- Saved data entries:
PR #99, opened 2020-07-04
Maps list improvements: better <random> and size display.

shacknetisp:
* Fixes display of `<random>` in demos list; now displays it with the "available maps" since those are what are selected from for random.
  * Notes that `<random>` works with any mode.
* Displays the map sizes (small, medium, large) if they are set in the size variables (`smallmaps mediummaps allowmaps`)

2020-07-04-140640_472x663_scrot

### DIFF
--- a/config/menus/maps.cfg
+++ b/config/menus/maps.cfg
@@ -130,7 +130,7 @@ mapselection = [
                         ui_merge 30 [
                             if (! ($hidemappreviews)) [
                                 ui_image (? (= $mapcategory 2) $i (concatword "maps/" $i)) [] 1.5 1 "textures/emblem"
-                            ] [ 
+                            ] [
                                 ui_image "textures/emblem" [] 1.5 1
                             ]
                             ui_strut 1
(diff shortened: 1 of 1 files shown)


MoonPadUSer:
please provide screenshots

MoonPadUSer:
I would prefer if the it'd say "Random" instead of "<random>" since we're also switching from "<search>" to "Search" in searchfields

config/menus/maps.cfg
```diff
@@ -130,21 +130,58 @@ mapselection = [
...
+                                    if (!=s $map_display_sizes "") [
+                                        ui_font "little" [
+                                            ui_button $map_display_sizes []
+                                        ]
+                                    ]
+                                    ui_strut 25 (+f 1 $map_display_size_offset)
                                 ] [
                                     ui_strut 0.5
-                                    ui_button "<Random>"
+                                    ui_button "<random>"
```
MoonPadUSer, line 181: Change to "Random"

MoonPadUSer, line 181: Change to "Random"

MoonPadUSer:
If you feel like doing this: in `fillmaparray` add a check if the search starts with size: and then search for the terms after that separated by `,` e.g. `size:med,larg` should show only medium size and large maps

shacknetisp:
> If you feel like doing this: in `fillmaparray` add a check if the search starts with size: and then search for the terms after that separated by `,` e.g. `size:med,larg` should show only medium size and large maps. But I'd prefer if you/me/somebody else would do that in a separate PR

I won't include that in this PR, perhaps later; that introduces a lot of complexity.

---

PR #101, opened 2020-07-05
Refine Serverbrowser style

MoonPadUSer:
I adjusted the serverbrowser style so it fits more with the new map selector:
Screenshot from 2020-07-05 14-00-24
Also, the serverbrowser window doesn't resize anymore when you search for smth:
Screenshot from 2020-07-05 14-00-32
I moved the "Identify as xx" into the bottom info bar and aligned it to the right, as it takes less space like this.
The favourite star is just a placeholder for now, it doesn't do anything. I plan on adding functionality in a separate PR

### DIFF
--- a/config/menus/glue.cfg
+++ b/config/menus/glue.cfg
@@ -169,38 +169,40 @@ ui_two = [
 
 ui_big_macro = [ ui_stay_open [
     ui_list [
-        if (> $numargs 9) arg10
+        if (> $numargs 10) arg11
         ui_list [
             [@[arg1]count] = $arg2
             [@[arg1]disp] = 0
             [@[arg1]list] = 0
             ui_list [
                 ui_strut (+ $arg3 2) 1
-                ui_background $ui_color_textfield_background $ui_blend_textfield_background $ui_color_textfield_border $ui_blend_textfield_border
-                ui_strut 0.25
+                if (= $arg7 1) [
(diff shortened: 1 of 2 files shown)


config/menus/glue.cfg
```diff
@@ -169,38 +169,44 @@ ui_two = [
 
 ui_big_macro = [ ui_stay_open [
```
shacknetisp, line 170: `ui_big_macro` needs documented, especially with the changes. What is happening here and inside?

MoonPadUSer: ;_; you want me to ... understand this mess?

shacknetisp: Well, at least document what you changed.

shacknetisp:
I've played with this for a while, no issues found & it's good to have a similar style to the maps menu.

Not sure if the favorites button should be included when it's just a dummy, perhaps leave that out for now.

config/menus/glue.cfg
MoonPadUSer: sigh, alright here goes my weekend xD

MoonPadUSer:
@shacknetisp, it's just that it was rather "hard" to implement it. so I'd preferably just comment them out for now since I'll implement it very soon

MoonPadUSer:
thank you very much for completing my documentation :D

* * *

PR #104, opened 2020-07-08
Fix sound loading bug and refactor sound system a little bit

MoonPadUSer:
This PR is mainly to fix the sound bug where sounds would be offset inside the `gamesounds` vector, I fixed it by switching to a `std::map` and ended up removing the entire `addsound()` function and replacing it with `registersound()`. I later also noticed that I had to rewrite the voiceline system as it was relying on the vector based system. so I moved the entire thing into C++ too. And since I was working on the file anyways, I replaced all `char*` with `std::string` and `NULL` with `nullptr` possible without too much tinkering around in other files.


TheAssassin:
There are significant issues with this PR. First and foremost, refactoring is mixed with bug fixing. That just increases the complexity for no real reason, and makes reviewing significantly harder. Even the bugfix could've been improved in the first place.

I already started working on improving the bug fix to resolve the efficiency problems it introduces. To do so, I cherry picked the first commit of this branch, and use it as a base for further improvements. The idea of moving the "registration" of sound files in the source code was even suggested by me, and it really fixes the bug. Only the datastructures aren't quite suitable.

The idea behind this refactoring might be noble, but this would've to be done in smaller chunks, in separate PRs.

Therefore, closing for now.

- Activity:
All that is wanted is a faithful reproduction of the line above with "it very soon", the line with "thank you very", and every line in between.

- Result of the exercise:
@shacknetisp, it's just that it was rather "hard" to implement it. so I'd preferably just comment them out for now since I'll implement it very soon

MoonPadUSer:
thank you very much for completing my documentation :D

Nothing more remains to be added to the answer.